- [EXERCISE GOAL]:
Where a line below holds the string "opened", copy that line.

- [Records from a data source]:
PR #1006, opened 2021-07-29
Track `Package.resolved` file

mokagio:
This file is useful to ensure all developers fetching the project from Git use the _resolved_ version of the Swift packages. This is the same concept as `Gemfile.lock`, `Podfile.lock`, `package-lock.json`, etc.

See discussion at https://github.com/woocommerce/woocommerce-ios/pull/4392#discussion_r648001032

### Test
I think the fact that CI builds the app and the test pass is proof enough that the change is harmless. I'm pretty sure anyone who built the app locally would have this file there already, and it's something that Xcode generates, not a custom file I added.

Still, maybe it's worth checking out the PR locally and see if it builds?

### Review

### Release


charliescheer (approved):
Checked out, and builds fine.  Thanks for making these changes @mokagio

PR #5891, opened 2019-07-08
Fix spaces in email subject link

davidfischer:
Some email clients that aren't gmail apparently don't handle this well as I've gotten a couple emails with the actual subject "Alternatives+to+advertising" instead of "Alternatives to advertising".


davidfischer:
The lint errors are unrelated. I'm going to merge this.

- [ANSWER TO THE EXERCISE]:
PR #1006, opened 2021-07-29
PR #5891, opened 2019-07-08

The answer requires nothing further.